Check out these highly anticipated new releases featuring fiction and nonfiction titles. Click on the title to request a copy or get your name on the waitlist. Don’t forget to watch for more featured releases next month!
NONFICTION
No New Things by Ashlee Piper. Piper, a sustainability expert and author of Give a Sh*t: Do Good. Live Better. Save the Planet, offers a guide to help readers stop buying new things, based on her experiences doing so for over a year. Her book is filled with daily action items and exercises. Copyright 2024 Library Journal.
FICTION
Happy Land by Dolen Perkins-Valdez. The latest from Perkins-Valdez (Take My Hand) features a dual narrative that starts with Washington, DC, real estate agent Nikki Lovejoy being summoned to rural North Carolina by her estranged grandmother Rita. Mother Rita needs help managing the family homestead. As the story and relationship between Rita and Niki develop, readers learn about family secrets and history of the Kingdom of the Happy Land. The historical side of the narrative is revealed by Luella, a Lovejoy ancestor known as the queen of Happy Land. Luella is part of a group of formerly enslaved people who migrated to this spot after emancipation to create a settlement for themselves. Through hard work and saving, the community was able to purchase the land, which they called the Kingdom of the Happy Land. In the contemporary storyline, Perkins-Valdez reveals how that land was stolen from the Lovejoys and how Rita fights to retain it for her family. VERDICT This is a lyrical and unique work of historical fiction. The Kingdom is based on a real place about which readers will want to know more after reading Perkins-Valdez's novel.

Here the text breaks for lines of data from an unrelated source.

PR #717, opened 2018-01-01
Explicitly mention that "because" formatting can throw FormatException

### LINKED ISSUE #551: When because message contains “{someText}”, then exception will thrown
Example:

public void Foo(string info)
{
    object someObject = null;
    someObject.Should().BeNull($“because {info}”);
}

public void Bar()
{
    //this will throw exception:
    Foo(“{a}”);
}

krajek:
Closes #551.
Does not change the behaviour.
Only documentation for "because" formatting is improved.

### DIFF
--- a/Src/FluentAssertions/Execution/AssertionScope.cs
+++ b/Src/FluentAssertions/Execution/AssertionScope.cs
@@ -103,12 +103,17 @@ namespace FluentAssertions.Execution
         /// Specify the reason why you expect the condition to be <c>true</c>.
         /// </summary>
         /// <param name="because">
-        /// A formatted phrase explaining why the condition should be satisfied. If the phrase does not 
-        /// start with the word <i>because</i>, it is prepended to the message.
+        /// A formatted phrase compatible with <see cref="string.Format(string,object[])"/> explaining why 
+        /// the condition should be satisfied. If the phrase does not start with the word <i>because</i>, 
+        /// it is prepended to the message. 
         /// </param>
         /// <param name="becauseArgs">
         /// Zero or more values to use for filling in any <see cref="string.Format(string,object[])"/> compatible placeholders.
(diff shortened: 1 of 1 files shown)


dennisdoomen:
Let's first see if we can fix this properly in 5.0 rather than solve it using documentation.

krajek:
Could you please describe how it would even theoretically be possible to "fix" the problem "properly"? The scenario in the #551 is that caller provides incorrectly formatter "because" argument. What is the correct behaviour for the FA in that case?

dennisdoomen:
We could escape anything that doesn't look like a typical `{0]` structure and deescape after the formatting was done.

krajek:
Ok, I think I see your point. It would allow something like `BeNull("values {must} be null")` instead of current `BeNull("value {{must}} be null")`. I acknowledge that advantage, but I think added complexity is absolutely not worth it.

Moreover, in some cases, it would be even harmful. Consider following code: 
`someObject.Should().BeNull("because {O}", 1);`
I intentionally used letter `O` instead of digit `0`. Your solution would silently skip the obvious error and user would be surprised at runtime.

Another issue is that even if you will implement proposed solution perfectly, you will still need to throw formatting exception in cases like 
`someObject.Should().NotBeNull("because {0,abc}", 1);`
There is just no way around it, so documentation improvements from the PR would still be correct and useful.

Last, but not least, changing the allowed formats for `because` message would mean resigning from consistency with string.Format. I consider this consistency a value in itself. This format is well understood and documented. Any variation would introduce some confusion.

If I am missing something, I would be happy to learn more. 
Currently, it seems to me that messing with standard formatting rules is opening little Pandora box for very little gain. 

Hope that helps.

dennisdoomen:
Alright. I was looking into solutions too much. You have a good point here.

PR #719, opened 2018-01-03
Better message for empty collections

### LINKED ISSUE #718: Bug when comparing collection to empty collection
```C#
[Fact]
public void EmptyCollectionComparison()
{
    var collection1 = new[] { 1, 2, 3 };
    var collection2 = new int[] { };
    collection1.Should().Equal(collection2);
}
```

Fails with the following message:

`Expected collection to be equal to {empty}, but found empty collection.`

I think "but found empty collection" should read "but found {1, 2, 3}" or something that at least indicates that collection1 was not in fact empty.

I'm using version (4.19.4).

jnyrup:
When comparing collections `EitherIsEmpty` discarded information about which collection was the empty and which was the non-empty.

I've split that check into two separate assertions, such that we can include the subject in the failure message if the expected collection is empty, but the subject isn't.

This fixes #718 

This also fixes asserting `StartsWith` and `EndsWith` with empty collections, as the empty collection naturally is an prefix and suffix on any collection.


dennisdoomen:
Before I had time to read the original issue, you've already fixed it. Chapeau.

PR #727, opened 2018-01-08
Added BeDecoratedWithOrInherit and NotBeDecoratedWithOrInherit for type assertions

### LINKED ISSUE #706: BeDecoratedWith should be able to specify wether or not the attribute should be inherited
type.BeDecoratedWith() currently only checks for direct implementation. It should also be possible to check if the type, or any of its parent types, are decorated. This could be easily achieved since the build-in .NET method Type.GetCustomAttributes already has an overload that accepts a boolean wether or not to take inherited attributes into account.

Version 5.0.0-beta0004

MJLHThomassen-Eurocom:
Fixes #706


jnyrup:
Thanks for your contribution!

It all looks good to me 👍

PR #728, opened 2018-01-08
Change ...(3 dots) to …(elipsis character)

krajek:


dennisdoomen:
Is this just about styling?

krajek:
Yep, mainly good style. It seems to me like there is no good reason not to use it. 
One could argue though, that it takes one character instead of three in memory or that it takes less visual space when printed.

Fans of hidden-history narratives will enjoy her hopeful, empowering tale.—Kristen Stewart. Copyright 2025 Library Journal.A Drop of Corruption by Robert Jackson Bennett. Following their first twisty case of murder and political corruption (chronicled in The Tainted Cup), Ana and Din are sent to the opposite fringe of the Empire to solve what appears to be a classic locked-room murder mystery. But no case that Special Investigations sends their most special team to is ever that simple. The moment that eccentric senior investigator Ana is on the scene, she knows that the case is about something no one wants to admit; it's all misdirection for a plot decades in the making, involving sleeper agents, ambitious officers, and corruption of both the body and the soul, all in service of a goal no one remembers except the man who has been enslaved to it for his entire life. VERDICT This Holmes and Watson-like investigative duo are compelling to follow, and the truly epic fantasy world where the series is set, with its falling empire, corrupt politics, and magic pharmacopeia engineered from monster blood, takes the familiarity of mystery and creates a truly fantastic fever-dream of a world and a story.—Marlene Harris. Copyright 2025 Library Journal.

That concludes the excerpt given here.